Bad RAM is Not Good

I know that title must seem silly, but it’s the title of a mock KB article that floated around inside of product support here for a number of years. You’d be amazed by the number of blue screens we see where the culprit is bad or failing RAM.

 

It can be very hard to convince people that their RAM is failing, and understandably so. The fact that the system was working fine until recently, or only fails intermittently makes the diagnosis very hard to swallow.

 

When you consider the dramatically improving speed and density of DRAM nowadays, it’s amazing to me that we have any reliability at all. It’s not uncommon to have a mid-range desktop system to ship with 1GB of RAM, which translates to over 8.5 BILLION discreet bits. Having all of them work at the same time, ever, almost seems like a miracle. As it is, it fails all too often.

 

A single bit error can cause the whole house of cards crashing down. Either your application will fail with an access violation of some sort, or your system will blue screen with any one of a half dozen error codes or so, depending on what the kernel was doing at that time.

 

Finding and proving these problems in the past has been a nightmare, since you can’t really test RAM in a protected mode operating system without compromising it’s general purpose nature and risking stability. Thankfully, our Online Crash Analysis group has a Memory Diagnostic tool designed to help ferret out these kinds of RAM problems.

 

The tool has a few key features that make it invaluable and perfect for this kind of testing. First is that it doesn’t run in Windows or any other general purpose OS. It has it’s own loader and OS services, which allows it to take up the tiniest memory footprint possible.

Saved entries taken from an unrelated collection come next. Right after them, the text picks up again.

PR #486, opened 2020-10-22
IDE support for array types

fegu:
Postgres Array types have been supported in Schema.sql and codegen for a few weeks now, but there hasn't been any support in the IDE. I also lumped in a bugfix for the duplicate null/NULL occasionally showing in the default dropdown.

### DIFF
--- a/IHP/IDE/Data/Controller.hs
+++ b/IHP/IDE/Data/Controller.hs
@@ -29,21 +29,16 @@ instance Controller DataController where
         connection <- connectToAppDb
         tableNames <- fetchTableNames connection
         primaryKeyFields <- tablePrimaryKeyFields connection tableName
-
         rows :: [[DynamicField]] <- fetchRows connection tableName
-
         tableCols <- fetchTableCols connection tableName
-
         PG.close connection
         render ShowTableRowsView { .. }
 
     action ShowQueryAction = do
         connection <- connectToAppDb
         let query = (param @Text "query")
-        when (query == "") do
-            redirectTo ShowDatabaseAction
-        rows :: [[DynamicField]] <- PG.query_ connection (fromString (cs query))
-
+        when (query == "") $ redirectTo ShowDatabaseAction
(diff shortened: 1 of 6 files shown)


IHP/IDE/SchemaDesigner/Controller/Columns.hs
```diff
@@ -228,3 +228,9 @@ isCreateEnumType CreateEnumType {} = True
 isCreateEnumType _ = False
 
 nameList statements = map (get #name) statements
+
+arrayifytype :: Bool -> PostgresType -> PostgresType
+arrayifytype False   (PArray coltype) = coltype
+arrayifytype True  a@(PArray coltype) = a
```
HugoPeters1024, line 234: Is this an expected case? I feel like this should never happen. (if so, an error of sorts might be better)

HugoPeters1024 (commented):
Nice!

IHP/IDE/SchemaDesigner/Controller/Columns.hs
fegu: Yes. This is when editing. It could be an array type or not before edit, and the checkbox could turn it on or off. So all cases are viable.

fegu:
Added a quick fix for something that has been bugging me: the data view custom query input will crash on any DDL, INSERT; UPDATE (i.e. stuff not returning rows). Now it works (but should be made nicer such as returning affected rows etc).

IHP/IDE/Data/Controller.hs
```diff
@@ -195,3 +190,6 @@ parseValues False True text = text
 parseValues True True text = text
 
 updateValues list = map (\elem -> fst elem <> " = " <> snd elem) list
+
+isQuery sql = T.isInfixOf "SELECT" u
```
mpscholten, line 194: Finally fixed haha, good job :)

mpscholten:
Looks good to me. @nezbite can you also take a quick look?

nezbite (approved):

mpscholten (approved):

Issue #365, opened 2020-08-31
Custom css framework


themmes:
Hey!

In my tiny test project I was trying to make IHP work with tailwindcss (https://github.com/themmes/ihp-todo). I thought I'd simply go the easy route first, so added the CDN to the `Layout.hs` and started styling the `hsx`. This works well until I want to style `flashMessages` or form related items. The documentation is still `WIP` on this, so I thought I might ask you folks for advice and then attempt to write it.

The docs 
point me to: 
1. https://ihp.digitallyinduced.com/Guide/form.html#working-with-other-css-frameworks
2. https://ihp.digitallyinduced.com/api-docs/IHP-View-Form.html#v:horizontalFormFor
3. https://ihp.digitallyinduced.com/api-docs/src/IHP.View.Form.html#renderHorizontalBootstrapFormField

Brings up the following questions:

- What I dont really understand is why there exist custom functions specific to Bootstrap? 
- Why bootstrap classes on e.g. the button are default, why can't I just customise from scratch?
- Is there a way to add children elements? e.g. an SVG icon to the button
- Maybe the CSS section should get a more appropriate location in the docs, instead of being under `Forms`?

Would love to hear your thoughts!

themmes:
To clarify, this relates to https://github.com/digitallyinduced/ihp/issues/72 but isn't necessarily limited to forms.

mpscholten:
Hey Tom,

thanks for opening an issue on this 👍 


> What I dont really understand is why there exist custom functions specific to Bootstrap?

IHP is optimized to be used with bootstrap because that was what we needed at di for building our apps. We've basically optimized it for ourselves.

> Why bootstrap classes on e.g. the button are default, why can't I just customise from scratch?

I think we should make it possible to completely customize the default classes used. It would be cool to later have something like a `ihp-tailwindcss` package which one could use to have everything default to e.g. `tailwindcss` instead of bootstrap.

> Is there a way to add children elements? e.g. an SVG icon to the button

Currently not supported, we should add that 👍 

> Maybe the CSS section should get a more appropriate location in the docs, instead of being under Forms?

Agree, we could add a new `Styling` section below the `Frontend` headline

![image](https://user-images.githubusercontent.com/2072185/91978114-e764c280-ed23-11ea-8dca-20e4df87b8a3.png)

themmes:
Thanks for your response @mpscholten, after my holidays (2 weeks) I'll pick this up!

mpscholten:
[...]

PR #487, opened 2020-10-22
Introduced CSSFramework

mpscholten:
This allows us to add support for more css frameworks beyond bootstrap. E.g. tailwind.

First draft for https://github.com/digitallyinduced/ihp/issues/365

To use this branch inside an app, a `cssFramework` field needs to be added to the `ViewContext`.

In `Web/Types.hs` add:

```haskell
data ViewContext = ViewContext
    { 
    -- .......
    , cssFramework :: CSSFramework
    }
```

In `Web.View.Context` add:

```haskell
import IHP.View.CSSFramework

-- ....
        let viewContext = ViewContext {
                -.....
                cssFramework = bootstrap
            }
```

Once https://github.com/digitallyinduced/ihp/pull/485 is merged we can add this to the FrameworkConfig. Then the css framework could be changed inside `Config.hs` like this:

```haskell
instance FrameworkConfig where 
    environment = Development
    appHostname = "localhost"
    cssFramework = tailwind
```

We can also customize the default frameworks:

```haskell
instance FrameworkConfig where 
    environment = Development
    appHostname = "localhost"
    cssFramework = tailwind |> set #styledSubmitButtonClass "my-app-button"
```

----
 

Todos:
- [x] Add more tests for bootstrap
- [x] Make sure that select works
- [x] Make sure that checkboxes work
- [ ] Add tests for tailwind
- [ ] Make sure that the tailwind is actually correct (I have no experience with tailwind, so maybe someone else can confirm the css classes are correct)
- [x] Integrate this into the Config.hs


kodeFant:
Just a general note, I don't feel qualified to review the code yet at my level :)

Bundling the whole tailwind css can be a really large file, a couple of MB I think. Will this support the processing of tailwind so that only the utilized classes are being built into the production output?

I have made a fairly simple gist of a tailwind script using the Tailwind CLI, one build to dev to support the dev environment with all the tailwind classes, and one that builds the output in an optimized build. Just running it locally as a bash script whenever I need it.

The `tailwind.config.js` has this purge property that tells Tailwind CLI to search through the relevant files for classnames and only include those that are mentioned. 

Not sure if it's usable for this application, but feel free to take from if it's of any use:
https://gist.github.com/kodeFant/57e6fb8917e834feb052d63affc132cb

mpscholten:
Thanks for sharing the script. I think this can be useful later on. This PR mainly adds the ability to use the tailwind classes with `formFor` and flash messages. Actually adding the tailwind.css is something I'd do in a separate PR later on. Then we can wire up your script to do the bundling 👍

PR #492, opened 2020-10-22
troubleshoot script: use absolute path when verifying link

HugoPeters1024:
When developing on IHP itself the link will be a relative path starting with `../`, making the script think it's broken. Using the `-f` flag on readlink we get an absolute path which works in all cases.


mpscholten (approved):
Thanks :)

PR #497, opened 2020-10-23
Database refactoring docs

fegu:
Expanded on the current docs to help people move their projects forward through database changes. Chose steps that points contributors to how we should automate this in the IDE, using DDL which avoids manually updating Fixtures.sql, is a lot less involved, and now can be done without errors in the IDE. The "old way" is still there as an alternate route.


mpscholten (approved):
Thanks :) Very good additions 👍

PR #499, opened 2020-10-24
Fix shellcheck warnings

unhammer:
`BIN_DIR/LIB_DIR` were not exported nor used, so deleted.

----

Nothing serious, but it's always a good idea to avoid warning-blindness :)


mpscholten (approved):
Thanks 👍

PR #500, opened 2020-10-24
Set right .ghci permissions for user in ihp-new

unhammer:
(But keep going if chmod fails for whatever reason)


mpscholten (approved):
👍 also a very good change :) Thanks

Second, is that it has full control of all memory and processors on the system, and can run exhaustive tests on the RAM, looking for scenarios that can cause iffy RAM to return bad results.

 

The next time you have intermittent errors that just won’t seem to go away, give the memory diagnostic a whirl. One thing to note though is that you MUST run the extended test suite (hit ‘T’ after the diagnostic loads) to have confidence in the stability of you RAM. The extended tests turn off memory caching in the CPU, which can hide problems in RAM. If you write a value into cache and read it back immediately, you have no idea if the RAM really stored and retrieved the right info. I can’t emphasize enough how often bad RAM is hidden by a well-meaning cache...use the extended tests!

 

In a later entry I’ll discuss how you can trace a possible bit flip in the kernel debugger, with some basic disassembly and examination of the registers.